Na opinião do autor de Confiteor (I Confess), os meios de comunicação social italianos estão condicionados a tratar “com cuidado” todos os assuntos que envolvem a Igreja e o Vaticano, motivo pelo qual em tantos países já “explodiram escândalos” relacionados com pedofilia e a Igreja Católica e em Itália mantém-se o silêncio. “Existe uma espécie de censura que é mais profunda e complexa do que uma proibição”, refere Tomaso Clavarino. “Faz parte da cultura italiana. Está subliminarmente inscrita na nossa forma de pensar, como se do seu cumprimento dependesse a nossa estabilidade social. Em Itália, há assuntos que são intocáveis. Assim se vive como há séculos.”

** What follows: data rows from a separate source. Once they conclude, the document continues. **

PR #4629, opened 2024-06-04
Cirrus expects ISO-3166 compliant upper-case country code

rhelmer:
# References:

# Description

Make the `countryCode` upper-case for Cirrus, we should consider changing this throughout the code to be more compliant wiht ISO-3166. I'll file a separate ticket if we decide to do that.

### DIFF
--- a/src/app/functions/server/getExperiments.ts
+++ b/src/app/functions/server/getExperiments.ts
@@ -45,7 +45,7 @@ export async function getExperiments(params: {
         context: {
           // Nimbus takes a language, rather than a locale, hence the .split:
           language: params.locale.split("-")[0],
-          region: params.countryCode,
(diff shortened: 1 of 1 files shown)


pdehaan (approved):
R+
But (for my own curiosity) what cases were we seeing the country code not uppercased?

rhelmer:
> R+ But (for my own curiosity) what cases were we seeing the country code not uppercased?

It's explicitly lower-cased here: https://github.com/mozilla/blurts-server/blob/8a4cf7aa23c559f462a3ffbaad744800f4366ed4/src/app/functions/server/getCountryCode.ts#L14

I think maybe it shouldn't be but will need to change all the code and tests, so I'll file a ticket if we decide to do that.

PR #4633, opened 2024-06-05
MNTOR-3271: add table and util functions for subscriber coupon code

mansaj:
# References:

Jira: MNTOR-3271

# Description
For cancellation discounts, we need a way to store the discount for record

# How to test
`npm run db:migrate`

### DIFF
--- a/src/db/tables/subscriber_coupons.ts
+++ b/src/db/tables/subscriber_coupons.ts
@@ -1,0 +1,54 @@
+/* This Source Code Form is subject to the terms of the Mozilla Public
+ * License, v. 2.0. If a copy of the MPL was not distributed with this
+ * file, You can obtain one at http://mozilla.org/MPL/2.0/. */
+
+import createDbConnection from "../connect.js";
+import { logger } from "../../app/functions/server/logging";
+import { SubscriberCouponRow } from "knex/types/tables";
+
+const knex = createDbConnection();
+
+async function checkCouponForSubscriber(
+  subscriberId: number,
+  couponCode: string,
+) {
+  logger.info("checkCouponForSubscriber", subscriberId);
+  return (
+    (
+      await knex("subscriber_coupons")
+        .orderBy("created_at")
+        .where("subscriber_id", subscriberId)
+        .andWhere("coupon_code", couponCode)
+        .returning("*")
+    ).length > 0
+  );
+}
+
+async function addCouponForSubscriber(
+  subscriberId: number,
+  couponCode: string,
+) {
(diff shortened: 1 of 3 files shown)


src/db/tables/subscriber_coupons.ts
```diff
@@ -0,0 +1,54 @@
...
+      })
+      .returning("*");
+  } catch (e) {
+    if ((e as Error).message.includes("violates unique constraint")) {
+      logger.info("addCouponForSubscriber", {
+        subscriberId,
+        error: (e as Error).message,
+      });
+    } else {
+      logger.error(e);
```
rhelmer, line 48: This prints a pretty confusing message sometimes, I think it's better if we do something like:
```
logger.error("could_not_add_coupon", { error: JSON.stringify(e) });
```
Because when you see the message in the logs you'll just see whatever `e.toString()` returns, so it might not be clear exactly where it was thrown.

Do you think it should re-throw the error here? Otherwise the calling code won't have a way to know it didn't work, if that's important.

src/db/tables/subscriber_coupons.ts
```diff
@@ -0,0 +1,54 @@
...
+) {
+  logger.info("checkCouponForSubscriber", subscriberId);
+  return (
+    (
+      await knex("subscriber_coupons")
+        .orderBy("created_at")
+        .where("subscriber_id", subscriberId)
+        .andWhere("coupon_code", couponCode)
+        .returning("*")
+    ).length > 0
```
rhelmer, line 23: Hm, took me a moment to realize this was an existence check... if we use raw you could use [SELECT EXISTS](https://www.postgresql.org/docs/current/functions-subquery.html#FUNCTIONS-SUBQUERY-EXISTS) but up to you. I wish `knex` just had a `.exists()`!

rhelmer (changes requested):
The SQL suggestion is up to you, the logger one I feel more strongly about since it's taking me some extra debugging to track down unexpected errors from these.

src/db/tables/subscriber_coupons.ts
mansaj: I rewrote it in a simpler way without using raw: https://github.com/mozilla/blurts-server/pull/4633/commits/adc67e8645c9cc49b674fbce25b4fdbeba8dd7bd

rhelmer (approved):

src/db/tables/subscriber_coupons.ts
mansaj: Good idea to rethrow. I'll handle that on the caller side

PR #4639, opened 2024-06-06
MNTOR-3273: increment sign in counter for subscriber

mansaj:
# References:

Jira: MNTOR-3273

# Description
Backend function to keep track of # of sign-ins

### DIFF
--- a/src/db/tables/subscribers.js
+++ b/src/db/tables/subscribers.js
@@ -516,9 +516,10 @@ async function deleteOnerepProfileId (subscriberId) {
  */
 // Not covered by tests; mostly side-effects. See test-coverage.md#mock-heavy
 /* c8 ignore start */
-async function incrementSignInCount (fxaId) {
+async function incrementSignInCountForEligibleFreeUser (fxaId) {
   return await knex('subscribers')
     .where('fxa_uid', fxaId)
+    .whereNotNull('onerep_profile_id')
     .increment("sign_in_count", 1)
 }
 /* c8 ignore stop */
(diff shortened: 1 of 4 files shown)


src/db/tables/subscribers.js
```diff
@@ -510,6 +510,33 @@ async function deleteOnerepProfileId (subscriberId) {
...
+/**
+ * @param {string} fxaId
+ */
+// Not covered by tests; mostly side-effects. See test-coverage.md#mock-heavy
+/* c8 ignore start */
+async function incrementSignInCount (fxaId) {
+  return await knex('subscribers')
+    .where('fxa_uid', fxaId)
+    .increment("sign_in_count", 1)
+}
```
flozia, line 523: I’m wondering if it might be enough to only keep track of the count for users with a OneRep profile. As we only need to rely on the count for Plus (eligible) users after their initial sign-up we could also only start counting from then onwards. Or does this make things unnecessarily complicated?

mansaj: Everyone who runs a free scan also has a OneRep profile no? To determine plus status, we'd actually need to fetch that from the fxa subscription array? 

Ah I thought we'd display this for everyone. Let me take a look at the requirements again

flozia: Yes, users who run a free scan also have a OneRep profile. With “Plus (eligible)” users I mean free users that are in the US and can potentially upgrade to Plus. In order to make implementing the current requirements easier I think we only care about the login count after a user runs a scan. Theoretically, users could authenticate multiple times before reaching the dashboard if they don’t run the scan and I think we could ignore those?

flozia (approved):
Looks good to me. Thank you for adding this!

PR #4635, opened 2024-06-05
MNTOR-3057 - Cancel flow discount callout 

codemist:
# References:

Jira: MNTOR-3057
Figma: https://www.figma.com/design/DTbmXzCQCw2PxXpHQW8yfW/Monitor-MVP-Enhancements?node-id=1157-25611&t=CyXrO2sT6Vra9psg-0

# Description

The flags `CancellationFlow`, `ConfirmCancellation` and `DiscountCouponNextThreeMonths` are required. You'll also need the `CURRENT_COUPON_CODE_ID` env var set, which can be found in this ticket: https://mozilla-hub.atlassian.net/browse/MNTOR-3057?focusedCommentId=895742.

 With account that's subscribed to premium, go through the cancellation flow and the 30% off discount state should be visible. Selecting the CTA should output a `fxa_apply_coupon_code_success` in your server logs, and you should be taken to the `all-set` dialog state. 

# Screenshot (if applicable)

https://github.com/mozilla/blurts-server/assets/13066134/07a7601e-d9db-48d2-a056-ca7a4da4d093

# How to test

# Checklist (Definition of Done)

- [ ] Localization strings (if needed) have been added.
- [ ] Commits in this PR are minimal and [have descriptive commit messages](https://chris.beams.io/posts/git-commit/).
- [ ] I've added or updated the relevant sections in readme and/or code comments
- [ ] I've added a unit test to test for potential regressions of this bug.
- [ ] If this PR implements a feature flag or experimentation, the Ship Behind Feature Flag status in Jira has been set
- [ ] Product Owner accepted the User Story (demo of functionality completed) or waived the privilege.
- [ ] All acceptance criteria are met.
- [ ] Jira ticket has been updated (if needed) to match changes made during the development process.
- [ ] Jira ticket has been updated (if needed) with suggestions for QA when this PR is deployed to stage.

PR #4697, opened 2024-06-19
MNTOR-3246- Add error state and limitations apply page

codemist:
# References:

Jira: MNTOR-3246

# Screenshots

Error state:

image

# How to test (if applicable)

Follow the same flags/env setup as https://github.com/mozilla/blurts-server/pull/4635.

Selecting the "Limited time, restrictions apply" link should take you to `/limitations-apply` in a new tab:

image


locales-pending/limitations-apply-premium.ftl
```diff
@@ -2,8 +2,14 @@
...
+# $discount_percentage_num is the amount discounted in percentage per month
+# $discount_duration is the number of month(s) that users will pay the discounted price
+settings-limitations-apply-title = { $discount_percentage_num } off { $discount_duration } months promotion
+settings-limitations-pill = Rules & Restrictions
+settings-limitations-apply-description-one = Discount available for a limited time only.
+settings-limitations-apply-description-two = Redeemable 1 time only.
+# Variables:
+# $discount_percentage_num is the amount discounted in percentage per month
+# $discount_duration is the number of month(s) that users will pay the discounted price
+settings-limitations-apply-description-three = { -brand-mozilla-monitor } monthly subscribers will receive { $discount_percentage_num } off their next { $discount_duration } consecutive months billing.
```
flodolo, line 15:
```suggestion
settings-limitations-apply-description-three = 
    { $discount_duration ->
        [one] { -brand-mozilla-monitor } monthly subscribers will receive { $discount_percentage_num } off their next { $discount_duration } consecutive month billing.    
       *[other] { -brand-mozilla-monitor } monthly subscribers will receive { $discount_percentage_num } off their next { $discount_duration } consecutive months billing.    
    }
```

locales-pending/settings-premium.ftl
flodolo, line 1: Why do we need to repeat the same strings in two files?

locales-pending/limitations-apply-premium.ftl
```diff
@@ -2,8 +2,14 @@
...
 # file, You can obtain one at http://mozilla.org/MPL/2.0/.
 
-rules-and-restrictions-pill = Rules & Restrictions
 # Variables:
-# $discount_percentage_num is the amount discounted in percentage per month.
-# $discount_duration is the number of month(s) that users will pay the discounted price.
-limitations-apply-header = { $discount_percentage_num } off the next { $discount_duration } months
+# $discount_percentage_num is the amount discounted in percentage per month
+# $discount_duration is the number of month(s) that users will pay the discounted price
+settings-limitations-apply-title = { $discount_percentage_num } off { $discount_duration } months promotion
```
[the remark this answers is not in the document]
flodolo: Even if this is English only, and it will always be 1+ months, better to use the plural form in case we end up translating.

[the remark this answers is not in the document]
flodolo: Looks like that commit fixes the other string, not this one?

flodolo (approved):

locales-pending/limitations-apply-premium.ftl
```diff
@@ -2,8 +2,22 @@
 # License, v. 2.0. If a copy of the MPL was not distributed with this
 # file, You can obtain one at http://mozilla.org/MPL/2.0/.
 
-rules-and-restrictions-pill = Rules & Restrictions
 # Variables:
-# $discount_percentage_num is the amount discounted in percentage per month.
-# $discount_duration is the number of month(s) that users will pay the discounted price.
-limitations-apply-header = { $discount_percentage_num } off the next { $discount_duration } months
+# $discount_percentage_num is the amount discounted in percentage per month
```
Vinnl, line 6: The variable and comment seem to imply that this does not include the `%` sign - and maybe it shouldn't? I wouldn't be surprised if there are locales in which it's common to add a space in between the number and the percentage, for example.

Same for percentages in the other strings.

locales-pending/limitations-apply-premium.ftl
```diff
@@ -2,8 +2,22 @@
...
+        [one] { $discount_percentage_num } off { $discount_duration } month promotion
+       *[other] { $discount_percentage_num } off { $discount_duration } months promotion
+}
+settings-limitations-pill = Rules & Restrictions
+settings-limitations-apply-description-one = Discount available for a limited time only.
+settings-limitations-apply-description-two = Redeemable 1 time only.
+# Variables:
+# $discount_percentage_num is the amount discounted in percentage per month
+# $discount_duration is the number of month(s) that users will pay the discounted price
+settings-limitations-apply-description-three =
```
Vinnl, line 19: This might make more sense, given that it's not on the settings page?

```suggestion
limitations-apply-title =
    { $discount_duration ->
        [one] { $discount_percentage_num } off { $discount_duration } month promotion
       *[other] { $discount_percentage_num } off { $discount_duration } months promotion
}
limitations-pill = Rules & Restrictions
limitations-apply-description-one = Discount available for a limited time only.
limitations-apply-description-two = Redeemable 1 time only.
# Variables:
# $discount_percentage_num is the amount discounted in percentage per month
# $discount_duration is the number of month(s) that users will pay the discounted price
limitations-apply-description-three =
```

src/app/(proper_react)/(redesign)/(authenticated)/user/(dashboard)/settings/CancelFlow.module.scss
```diff
@@ -38,6 +38,36 @@
...
+    text-decoration-color: $color-grey-30;
+    .limitationsApplyText {
+      display: flex;
+      gap: $spacing-xs;
+      align-items: center;
+      justify-content: center;
+      text-decoration-color: $color-grey-30;
+
+      svg {
+        width: 13px; // width of open in new tab icon
```
Vinnl, line 55: Thanks for the comment!

src/app/components/client/TelemetryLink.tsx
```diff
@@ -19,6 +19,7 @@ export const TelemetryLink = ({
   target,
   upsell,
   showIcon,
+  className,
```
Vinnl, line 22: Passing classes on breaks the protections that we're hoping CSS modules to give us - which is that deleting or changing CSS in one part of the application breaks it elsewhere. Specifically, if we were to update the `<TelemetryLink>` styling, we'd have to not forget to also check that those updates interact well with the styles applied to it in `<CancelFlow>`.

Ideally, if we re-use a component, we just do not change the styling, but I get that that's sometimes a bit of a hassle. However, rather than potentially making people think that is an established pattern by adding an explicit prop, maybe we could just update the styling in `CancelFlow.module.scss` to target `a` elements inside a particular parent component? And instead of the `.hidden` class you could choose to not show the entire element.

```suggestion
```

Vinnl (approved):
Looks good and appears to do what it should do. I have a few ignorable nits for the l10n strings, and **one blocker**, which is not adding a `className` prop to `<TelemetryLink>` - I proposed an alternative inline.

locales-pending/limitations-apply-premium.ftl
flodolo: That's a valid point

```
            {l10n.getString("limitations-apply-title", {
              discount_percentage_num: "30%",
              discount_duration: 3,
            })}
```

Note that [JS provides ways to format that number](https://developer.mozilla.org/en-US/docs/Web/JavaScript/Reference/Global_Objects/Intl/NumberFormat/NumberFormat#options)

Em dez anos (entre 2004 e 2014), “o Vaticano recebeu mais de 3400 queixas credíveis de abuso sexual de menores”, afirmou o observador permanente da Santa Sé na ONU, Silvano Maria Tomasi, em Maio de 2014, perante o comité da organização mundial. “Apenas em 2013, foram relatados 401 casos.”

Em Julho de 2015, o Papa Francisco diria ao controverso jornalista de La Repubblica Eugenio Scalfari, numa conversa informal, que “dois por cento dos pedófilos são padres, bispos e cardeais”. A afirmação nunca viria a ser contestada ou corrigida pelo pontífice; já o Vaticano viria a pronunciar-se oficialmente poucas horas após a publicação da notícia: “As frases que Scalfari atribui ao Papa, que coloca entre aspas, são produto da sua memória [da conversa que mantiveram] e não de uma transcrição exacta ou de uma gravação.”

Confiteor (I Confess), ainda em formato de maqueta, poderá ser encomendado no site da editora Zine Tonic Editions. O projecto, que não está ainda dado como terminado, foi recentemente distinguido pelo Festival de Fotografia de Atenas, pelo Festival de Fotografia Europeia (Itália) e foi projectado na semana de inauguração dos Encontros de Fotografia de Arles, em Julho de 2018. Foi recentemente vencedor dos concursos Zine Tonic Dummy Award e do Prémio Voglino Talento Jovem, em Itália. O fotógrafo de Turim já recebeu uma bolsa do Pulitzer Center on Crisis Reporting e o seu trabalho já conheceu publicação em jornais e revistas de todo o mundo, como The Atlantic, Der Spiegel, Al Jazeera, The Guardian, Courrier International, PÚBLICO, Newsweek Japan, La Repubblica, entre outros.

Casos de pedofilia noutros países

Austrália, 2017. Numa investigação que teve início em 2013, a Comissão Real Australiana sobre Respostas Institucionais ao Abuso Sexual de Crianças revelou que 4444 crianças foram vítimas de abusos sexuais nas mais de mil instituições da Igreja Católica de toda a Austrália, entre 1950 e 2010. Concluiu também que 7% dos padres católicos do país cometeram actos de pedofilia.

Holanda, 2011. Uma Comissão de inquérito independente concluiu que, entre 1945 e 2010, “mais de 20 mil menores foram abusados por 800 padres da Igreja Católica holandesa”.

Irlanda, 2009. Após três anos de inquérito, a Comissão da Arquidiocese de Dublin concluiu que houve por parte da Igreja Católica irlandesa tentativa e logro no encobrimento de milhares de casos de pedofilia perpetrados por padres da instituição, entre 1975 e 2004.

Estados Unidos da América, 2004. Um relatório publicado a 27 de Fevereiro dá conta da existência de mais de 11 mil alegações de abusos sexuais sobre crianças perpetrados por 4450 padres da Igreja Católica – cerca de 4% dos 110 mil padres que serviram entre 1950 e 2002 no país.